Area Between Curves: Level 5 Challenges


The ends of a stiff bar \(\overline{AB}\) of length 4 slide freely inside a parabolic track (specifically, the parabola \(y=x^2\)). As they do, the midpoint \(M\) of that bar traces a curve. Find the area of the region between the parabola and the curve traced by \(M\).

Assume that the bar slides infinitely in both directions.

If the average distance from a point randomly selected in the unit square to its center equals \[\frac{\ln(a+\sqrt{b})+\sqrt{b}}{c}\] where \(a,b\) and \(c\) are positive integers with \(b\) being square-free. Find \(a+b+c\).

Let \(P\) be a point (other than the origin) lying on the parabola \(y = x^{2}\). The normal line to the parabola at \(P\) will intersect the parabola at another point \(Q\). The minimum possible value for the area bounded by the line \(PQ\) and the parabola is \(\dfrac{a}{b}\), where \(a\) and \(b\) are positive coprime integers. Find \(a + b\).

Clarification: The normal line is the line perpendicular to the tangent line at a given point on a curve and which passes through the given point.

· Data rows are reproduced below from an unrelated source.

PR #1373, opened 2024-10-15
fix or filter with a comment windows tests and run CI tests on windows and macOS

vzaidman:
## Summary
* Make tests pass on by fixing 2 tests files and ignoring 27 test files categorized into 4 categories of reasons for their failure.
* This allows us to run on CI **1308 tests on across 96 files on Windows** ignoring around 700 tests (**64% out of the 2038 tests that pass on macOS**)
* Run tests on MacOS as well, meaning that the tests will now run on Ubuntu, Windows, MacOS

Changelog: [Internal]

## Test plan
`yarn jest` on Windows.
image

CI passes, testing on Windows, Linux, and MacOS:
* PR: https://github.com/facebook/metro/actions/runs/11381806744 image
* Nightly: https://github.com/facebook/metro/actions/runs/11381806756 (fails the same way the current nightly tests fail on current node. Please ignore)

### DIFF
--- a/.github/workflows/build-test-and-deploy.yml
+++ b/.github/workflows/build-test-and-deploy.yml
@@ -46,7 +46,7 @@ jobs:
     strategy:
       fail-fast: false
       matrix:
-        runs-on: ['ubuntu-latest']
+        runs-on: ['ubuntu-latest', 'windows-latest', 'macos-latest']
         node-version: [
           '18.18.0', # minimum supported
           'lts/-1',  # pre-latest lts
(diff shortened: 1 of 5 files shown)


.github/workflows/build-test-and-deploy.yml
```diff
@@ -46,7 +46,7 @@ jobs:
     strategy:
       fail-fast: false
       matrix:
-        runs-on: ['ubuntu-latest']
+        runs-on: ['ubuntu-latest', 'windows-latest', 'macos-latest']
```
vzaidman, line 49: should we also test on macOS?

PR #1378, opened 2024-10-31
feat: optimize getMaxWorkers using os.availableParallelism

screetBloom:
## Summary

Optimize  the maximum number of worker parallelism using os.availableParallelism

`os.cpus().length` returns the number of CPUs in the physical device, which is static. It should be replaced with the maximum number of computations the system can execute simultaneously. In Node.js, this is provided by `os.availableParallelism()`.

Currently, Metro requires Node.js version 18.18 or higher, which includes `os.availableParallelism`.

## Test plan

Green CI

### DIFF
--- a/docs/Configuration.md
+++ b/docs/Configuration.md
@@ -143,7 +143,7 @@ If `true`, Metro will use a stable mapping from files to transformer workers, so
 
 Type: `number`
 
-The number of workers to use for parallel processing in Metro. Defaults to approximately half of the number of cores available on the machine, as reported by [`os.availableParallelism()`](https://nodejs.org/api/os.html#availableparallelism).
+The number of workers to use for parallel processing in Metro. Defaults to approximately half of the number of cores available on the machine, as reported by [`os.availableParallelism()`](https://nodejs.org/api/os.html#osavailableparallelism).
 
 :::note
 1. Values exceeding the number of available cores have no effect.
--- a/packages/metro/src/lib/getMaxWorkers.js
+++ b/packages/metro/src/lib/getMaxWorkers.js
@@ -14,8 +14,7 @@
 const os = require('os');
 
 module.exports = (workers: ?number): number => {
-  const cores = os.cpus().length;
   return typeof workers === 'number' && Number.isInteger(workers)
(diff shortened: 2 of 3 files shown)


robhogan (approved):
LGTM, thanks!

(Will need the CLA agreement above before I can merge though)

packages/metro/src/lib/getMaxWorkers.js
```diff
@@ -14,7 +14,7 @@
 const os = require('os');
 
 module.exports = (workers: ?number): number => {
-  const cores = os.cpus().length;
+  const cores = os.availableParallelism();
```
robhogan, line 17:
```suggestion
  // $FlowFixMe[prop-missing] Missing Flow lib def for availableParallelism
  const cores = os.availableParallelism();
```

docs/Configuration.md
```diff
@@ -143,7 +143,7 @@ If `true`, Metro will use a stable mapping from files to transformer workers, so
 
 Type: `number`
 
-The number of workers to use for parallel processing in Metro. Defaults to approximately half of the number of cores available on the machine, as reported by [`os.cpus()`](https://nodejs.org/api/os.html#oscpus).
+The number of workers to use for parallel processing in Metro. Defaults to approximately half of the number of cores available on the machine, as reported by [`os.availableParallelism()`](https://nodejs.org/api/os.html#availableparallelism).
```
robhogan, line 146:
```suggestion
The number of workers to use for parallel processing in Metro. Defaults to approximately half of the number of cores available on the machine, as reported by [`os.availableParallelism()`](https://nodejs.org/api/os.html#osavailableparallelism).
```

screetBloom:
Additional notes:

1. The current implementation of Math.max(1, Math.ceil(cores * (0.5 + 0.5 * Math.exp(-cores * 0.07)) - 1)) uses approximately 50%-60% of the CPU cores, which may not achieve the highest performance in CI deployments.

2. I will try to design a method to set the optimal number of workers based on different CPU architectures in CI deployments soon. Maximize the use of all performance cores of the CI machine.

PR #1390, opened 2024-11-17
Exclude React Compiler runtime from inline requires

gaearon:
## Summary

Similar to https://github.com/facebook/metro/pull/1126. This call is in every component on every render and it is not beneficial to inline it. On the contrary, you want to reduce the indirection there.

Changelog: [Performance] Exclude React Compiler runtime from inline requires

Changelog:

## Test plan

Before:

Screenshot 2024-11-17 at 18 01 25

After:

Screenshot 2024-11-17 at 18 08 05


gaearon:
cc @robhogan

gaearon:
also cc @poteto fyi

robhogan (approved):

robhogan:
Thanks Dan!

PR #1413, opened 2024-12-21
Watcher backends: use Flow-typed object payloads

robhogan:
Summary:
Ensure `'add'` and `'change'` events fired by watcher backends always have associated `metadata` (and that `'delete'` events never do), by typing change event payloads as objects with the `event: 'change' | 'add' | 'delete'` as a discriminator.

(This is in preparation for refactoring out the distinction between `'change'` and `'add'` from backends, which means they don't need to track files and can do much less IO)

Changelog: Internal

Differential Revision: D67287046
---
[//]: # (BEGIN SAPLING FOOTER)
Stack created with [Sapling](https://sapling-scm.com). Best reviewed with [ReviewStack](https://reviewstack.dev/facebook/metro/pull/1413).
* #1416
* #1415
* #1414
* __->__ #1413
* #1412

### DIFF
--- a/.flowconfig
+++ b/.flowconfig
@@ -1,5 +1,6 @@
 [ignore]
 <PROJECT_ROOT>/packages/.*/build/.*
+<PROJECT_ROOT>/\.hg/.*
 # this transient dep bundles tests with their package, which flow attempts to parse
 # and crashes out as the test includes purposely malformed json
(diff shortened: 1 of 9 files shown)


robhogan:
Merged in https://github.com/react/metro/commit/f7343dad4a9d7f4d2e4b71f07b88038dfac0fa36, https://github.com/react/metro/commit/d0e630be2f5a2efdf7f00e6bad53c4183c8c05d9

I have a infinitely long strip of paper that is one unit wide. On the paper is a point \(P\) that is \(\dfrac{1}{4}\) units away from one of the edges of the strip.

Let \(L\) be the locus of all points \(O\) such that if I draw the circle with center \(O\) passing through \(P\), the entire circle can be drawn on the strip of paper. If the area of \(L\) can be expressed by \(\dfrac{a\sqrt{b}}{c}\) for relatively prime \(a,c\) and square-free \(b\), then find \(a+b+c\).

A square \( 5 \times 5 \) is positioned in the \( 4^\text{th} \) quadrant intersecting part of a circle of radius \(5\) and centered at \( (-2, 0) \). The square is rotated counter-clockwise about the origin.

Through what angle (in degrees) does the square have to be rotated until \( \frac 1 2 \) of its area intersects with the circle?

[Answer to nearest 3 decimal places]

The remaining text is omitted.